Despite their own party candidates winning local government elections, provincial governments remained reluctant to share policymaking and financial power with lower tiers of government. Compared to other provinces, the PTI did go further in terms of implementing local governments by devolving power down to the village level. However, the functioning of these village and neighbourhood councils proved quite difficult in practice. The relative lack of expertise and capacity at the local level also limited utilisation of LG funds allocated to them.
Now becoming a part of provincial governments in Balochistan and Punjab, the PTI initially wanted to reform these rival-party held local government system on the K-P model. In the case of Punjab, for instance, where most local government positions are held by the PML-N, the PTI was keen to change the Punjab Local Government Act but it does not enjoy the needed majority in the provincial assembly to do so. Given the chances of litigation and agitation from other political parties, the PTI government has decided that it will let the incumbent local governments complete their respective tenures. It is however unlikely that the provincial government in Punjab, including the PTI’s new chief minister, will give any power or funds to the existing local governments.
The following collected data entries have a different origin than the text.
PR #186, opened 2016-12-28
snapshot: DB interface

dbentley:
DB supersedes Filer. It will allow clients to:
*) ingest data into Scoot
*) manipulate data in Scoot
*) distribute data in Scoot
*) check data out of Scoot (and into the local filesystem)

This is an interface-only change to show the direction.


dbentley:
Hey @jasonbs10 this is the interface I was talking about last week; WDYT?

snapshot/db.go
```diff
@@ -0,0 +1,45 @@
...
+	// IngestGitCommit ingests the commit identified by commitish from ingestRepo
+	// commitish may be any string that identifies a commit
+	// The created value is a Revision.
+	IngestGitCommit(ingestRepo *repo.Repository, commitish string) (SnapID, error)
+
+	// Operations
+
+	// SnapshotForRevision unwraps a Revision and returns a Snapshot.
+	// Errors if id does not identify a Revision.
+	SnapshotForRevision(id ID) (ID, error)
```
JeanetteBruno: what is 'Revision'?  (git revision id? - don't we also need the repo?
what does 'unwraps' mean? - ingest into scoot snapshot db
if Revision is git revision id - how is this different from IngestGitCommit(...) above?

comment should say it returns a Snapshot ID.
changing the two id input parameter to a distinct names would be more readable. eg. SnapshotForRevision(revId ID) (ID, error)

snapshot/db.go
```diff
@@ -0,0 +1,45 @@
+package snapshot
+
+// ID identifies a value in DB
```
JeanetteBruno: if 'value' is a snapshot the comment should use the word 'snapshot' otherwise, we need more info about what a 'value' is.

snapshot/db.go
```diff
@@ -0,0 +1,45 @@
...
+type ID string
+
+// DB is the Scoot Database. It holds Values identified by an ID.
```
JeanetteBruno: see prior comment about 'value'

snapshot/db.go
```diff
@@ -0,0 +1,45 @@
...
+
+	// Operations
+
+	// SnapshotForRevision unwraps a Revision and returns a Snapshot.
+	// Errors if id does not identify a Revision.
+	SnapshotForRevision(id ID) (ID, error)
+
+	// Distribute
+
+	// Upload makes sure the value id is uploaded, returning an ID that can be used
```
JeanetteBruno: I don't understand upload/download:
upload/download from where to where?  (local db to remote db?)

snapshot/db.go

Apparently, the PTI is now trying to reconfigure the local government system based on which new local bodies will be elected in 2020. Some decisions in this regard include plans to elect mayors directly in the next round of local government elections. That is a good idea and it would also be useful to take local government units down further to the village/neighbourhood level in Balochistan and Punjab. However, it is important that local governments in the future have more financial and political autonomy from the provincial government, than they currently enjoy, even in K-P.
Other important issues that the new local government acts are being contemplated by the PTI need to focus on including the need to increase the proportion of seats allocated to women, and to allow women and other marginalised groups to contest their seats directly. Unless this happen, maginalised groups remain obliged to follow the line of their party leaders and patrons rather than safeguarding the interests of the communities they represent. Moreover, it is vital to ensure that revised local government legislation also provides means to ensure that seats for workers and peasants can only be contested by these individuals.
Implementation of these above reforms will be a litmus test for whether the PTI can bring governance down to the local level. Conversely, tokenistic attempts at local government reforms will merely allow PTI electables at the federal and provincial level to continue ruling the country from above.
Published in The Express Tribune, September 28th, 2018.